Wenn genug Leute zusammenkommen, machen wir aber sicher eine zweite Gruppe (Uwe?).

Grüße,
   Daniel


----------



## Ulli1412 (19. Oktober 2006)

Super, bin mit 2 Pers. dabei. Hoffentlich bleiben die Schleusen dicht.


----------



## MTB-News.de




----------



## Sparcy (19. Oktober 2006)

Bin dabei  
@Uwe: können ja zusammen nach Bingen radeln.
Kommst Du bei mir am So. vorbei, oder wir treffen uns an der Fähre.


----------



## Matthias (19. Oktober 2006)

Hi Daniel,
bin dabei  

(vor Mitternacht zugesagt-> gibt noch Frühbucherrabatt, gel )


----------



## fthoma (20. Oktober 2006)

Hallo,

wenn ich am Samstag nicht abstürze werde ich am Sonntag ebenfalls da sein. WEtter soll ja passen. Hoffentlich nicht zu schnell, habe zur Zeit keine Kondition ;-).

Gruß Frank


----------



## maifelder (20. Oktober 2006)

Wenn ich die Ironman-Hawaii Übertragung überlebe und wenigstens noch 2 Stunden Schlaf finde, bin ich auch mal wieder dabei.

Mein neuer Rahmen mad: ), braucht schließlich Auslauf.


----------



## Detlev61 (20. Oktober 2006)

Ola,

laboriere noch immer mit meiner Rippe herum, seit ich am letzten Samstag gleich den ersten Trail mit Euch herunter gefallen bin ;-). Werde heute mal versuchen wieder eine Runde zu drehen. Wenn das klappt, dann bin ich dabei.

Grüße


----------



## Mr Cannondale (20. Oktober 2006)

Wass Dann?
Da bin ich doch dabei: binn mal gespannt auf Sarcys neuen Storsch


----------



## fthoma (20. Oktober 2006)

Mist, eben erst einmal richtig auf Maul gefallen, shit. Wenn meine Prellungen bis Sonntag einigermaßen abgeklungen sind werde ich auch da sein. Halt doch noch am Testen wie man Trails runterfällt .

Gruß Frank


----------



## Rockside (21. Oktober 2006)

Ich bin am Sonntag dabei, ganz klar. 
Eine Woche nach dem gelungenen Wasgau-Marathon (82 km, 1600 hm) bin ich trotz Bike-Ausfallzeiten wegen früh einsetzender Dunkelheit nach Feierabend hoffentlich noch einigermaßen fit.

Bis dann,

Rolf


----------



## X-Präsi (21. Oktober 2006)

wenn Ihr einen übernächtigten, von Schlaflosigkeit gezeichneten, frischgebackenen, alten, übergewichtigen Vater mitnehmt, mach ich die Bremse


----------



## MTB-News.de




----------



## Rockside (21. Oktober 2006)

Na das ist ja richtig verschärfte Action.  

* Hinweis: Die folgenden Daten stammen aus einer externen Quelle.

PR #13097, opened 2023-02-27
configurable ratelimiting for project creation by user/ip

ewdurbin:
This gives us the ability to rate limit *new* project creation.

In general project creation is far less infrequent than uploads, so I think we could tune down the defaults significantly.

example output from twine:

```
ERROR    HTTPError: 429 Too Many Requests from http://localhost/legacy/                                                                 
         Too many new projects created    
```

### DIFF
--- a/warehouse/forklift/legacy.py
+++ b/warehouse/forklift/legacy.py
@@ -36,6 +36,7 @@ from pyramid.httpexceptions import (
     HTTPForbidden,
     HTTPGone,
     HTTPPermanentRedirect,
+    HTTPTooManyRequests,
 )
 from pyramid.response import Response
 from pyramid.view import view_config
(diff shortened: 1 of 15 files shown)


warehouse/forklift/legacy.py
```diff
@@ -909,7 +911,11 @@ def file_upload(request):
             raise _exc_with_message(exc.__class__, exc.detail) from None
 
         project_service = request.find_service(IProjectService)
-        project = project_service.create_project(form.name.data, request.user)
+        try:
+            project = project_service.create_project(form.name.data, request.user)
+        except RateLimiterException:
+            msg = "Too many new projects created"
+            raise _exc_with_message(HTTPTooManyRequests, msg)
```
di, line 918: We probably need to do something similar in the other places where `create_project` is used.

di: That works too!

ewdurbin: see https://github.com/pypi/warehouse/pull/13097/commits/42693eb63f627611e59970886f345d7669f95b47

di (approved):

PR #13109, opened 2023-02-28
feat(ci): exclude any pulls that are `blocked`

miketheman:
We currently block dependencies if they fail checks, but we also occasionally apply a `blocked` label to mark a passing PR for exclusion.

### DIFF
--- a/.github/workflows/combine-prs.yml
+++ b/.github/workflows/combine-prs.yml
@@ -71,7 +71,7 @@ jobs:
                     }
                   }
                 }
-                if(${{ github.event.inputs.mustBeUnblocked }}) {
+                if(${{ github.event.inputs.mustBeUnblocked && statusOK }}) {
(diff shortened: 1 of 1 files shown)


.github/workflows/combine-prs.yml
```diff
@@ -66,6 +71,24 @@ jobs:
...
+                    for (const label of labels) {
+                      const label_name = label['name'];
+                      console.log('Validating label: ' + label_name);
+                      if(label_name == 'blocked') {
+                        console.log('Discarding ' + branch + ' with blocked label on PR');
+                        statusOK = false;
+                      }
+                    }
+                  }
+                }
```
di, line 91: Might be good to shortcut this if `statusOK` is already false, so we don't consume too much API quota on a check that doesn't matter.

di (approved):

ewdurbin (approved):

PR #13110, opened 2023-02-28
Add some checkboxes to the "Delete Project" modal

di:
With any luck, this will slow down users who usually blow by the warning text here and then ask us to un-delete.

image

### DIFF
--- a/warehouse/static/sass/warehouse.scss
+++ b/warehouse/static/sass/warehouse.scss
@@ -344,3 +344,8 @@ time {
   clip: rect(0, 0, 0, 0);
   border: 0;
 }
+
+// Class for unstyled lists
+.no-bullets {
+  list-style-type: none;
+}
--- a/warehouse/templates/manage/project/settings.html
+++ b/warehouse/templates/manage/project/settings.html
@@ -234,7 +234,7 @@
   <hr>
   {% endif %}
 
-  <div class="callout-block callout-block--danger">
+  <div class="callout-block callout-block--danger" data-controller="delete-confirm">
     <h3>{% trans %}Delete project{% endtrans %}</h3>
     <p>
       <i class="fa fa-exclamation-triangle" aria-hidden="true"><span class="sr-only">{% trans %}Warning{% endtrans %}</span></i>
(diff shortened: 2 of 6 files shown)


warehouse/static/sass/warehouse.scss
```diff
@@ -344,3 +344,8 @@ time {
   clip: rect(0, 0, 0, 0);
   border: 0;
 }
+
+// Class for unstyled lists
+.no-bullets {
+  list-style-type: none;
+}
```
miketheman, line 351: Would `unstyled` work instead of adding a new class?
https://github.com/pypi/warehouse/blob/097fb304b9b9653210a4501c806f6eb88f59df31/warehouse/static/sass/warehouse.scss#L143-L147

miketheman (commented):
**suggestion:** ‏add a test case, similar to https://github.com/pypi/warehouse/blob/097fb304b9b9653210a4501c806f6eb88f59df31/tests/frontend/confirm_controller_test.js but likely simpler, but with multiple checkboxes

I tested out the code, and it behaves the way I'd expect it to - selecting and unselecting changes the disabled state correctly.

warehouse/static/sass/warehouse.scss
di: Unfortunately it doesn't look right because it lacks padding/margins.

miketheman: Fair enough. In that case, should it be moved to either https://github.com/pypi/warehouse/blob/main/warehouse/static/sass/base/_lists.scss or should it be located in a block?

warehouse/templates/manage/project/settings.html
```diff
@@ -265,7 +265,13 @@ <h3>{% trans %}Delete project{% endtrans %}</h3>
         </small>
       </li>
     </ul>
+    <ul class="no-bullets">
+      <li><input type="checkbox" data-action="input->delete-confirm#check" data-delete-confirm-target="input"> I understand that I will not be able to re-upload any deleted versions.</li>
```
ewdurbin, line 269: Maybe link to https://pypi.org/help/#file-name-reuse

warehouse/templates/manage/project/settings.html
```diff
@@ -265,7 +265,13 @@ <h3>{% trans %}Delete project{% endtrans %}</h3>
...
+      <li><input type="checkbox" data-action="input->delete-confirm#check" data-delete-confirm-target="input"> I understand that I am permanently deleting all releases for this project.</li>
+      <li><input type="checkbox" data-action="input->delete-confirm#check" data-delete-confirm-target="input"> I understand that I am releasing this project name for use by any other PyPI user.</li>
```
ewdurbin, line 271: Maybe add a "I understand that I may not be able to re-register the project name under some circumstances" and link to https://pypi.org/help/#project-name

warehouse/templates/manage/project/settings.html
```diff
@@ -265,7 +265,13 @@ <h3>{% trans %}Delete project{% endtrans %}</h3>
...
+      <li><input type="checkbox" data-action="input->delete-confirm#check" data-delete-confirm-target="input"> I understand that I cannot undo this.</li>
```
ewdurbin, line 272: Maybe add a "I understand that the PyPI administrators cannot undo this".

ewdurbin (approved):

di:
Seven checkboxes feels right:

image

ewdurbin (approved):

PR #13126, opened 2023-03-03
chore(dev): update references for compose v2

miketheman:
The command has been updated, and should behave the same way regardless of whether the developer has "V2" checked in Docker Desktop.

Refs: https://docs.docker.com/compose/compose-v2/#differences-between-compose-v1-and-compose-v2


ewdurbin (approved):
I think we tried this a few years back, but I think we're well past time to see it through! I'd rather update docs/help text than keep dragging feet.

ewdurbin:
https://warehouse.pypa.io/development/getting-started.html#make-initdb-is-slow-or-appears-to-make-no-progress might need reviewed.

miketheman:
> [warehouse.pypa.io/development/getting-started.html#make-initdb-is-slow-or-appears-to-make-no-progress](https://warehouse.pypa.io/development/getting-started.html#make-initdb-is-slow-or-appears-to-make-no-progress) might need reviewed.

Nice catch, removed!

Wenn Du so um 20 nach 10 mit Rad bei Dir unten an der Tür stehst, dann kannst Du auch mitfahren nach Bingerbrück.

Gruss,

Rolf


----------



## maifelder (21. Oktober 2006)

Wer fährt denn mit dem Zug von MZ oder WI?

Ist der Naheparkplatz der rosa Fleck auf der Google-Map?


----------



## TH64 (21. Oktober 2006)

Hey,
komme auch mit

Gruß Thomas


----------



## [email protected] (21. Oktober 2006)

Hallo,

ich bin auch dabei.

@maifelder

Der rosa Fleck sollte das Krankenhaus sein. Ich hoffe du willst da nicht wirklich hin?  

Ich hab mal ein Bild hochgeladen vom Treffpunkt (rotes Kreuz), direkt an der Nahe.
[URL=http://img40.imagevenue.com/img.php?image=33169_treffpunkt_123_467lo.jpg]
	
[/URL]

Gruß
Thomas


----------



## carboni (21. Oktober 2006)

maifelder schrieb:


> Wer fährt denn mit dem Zug von MZ oder WI?
> 
> Ist der Naheparkplatz der rosa Fleck auf der Google-Map?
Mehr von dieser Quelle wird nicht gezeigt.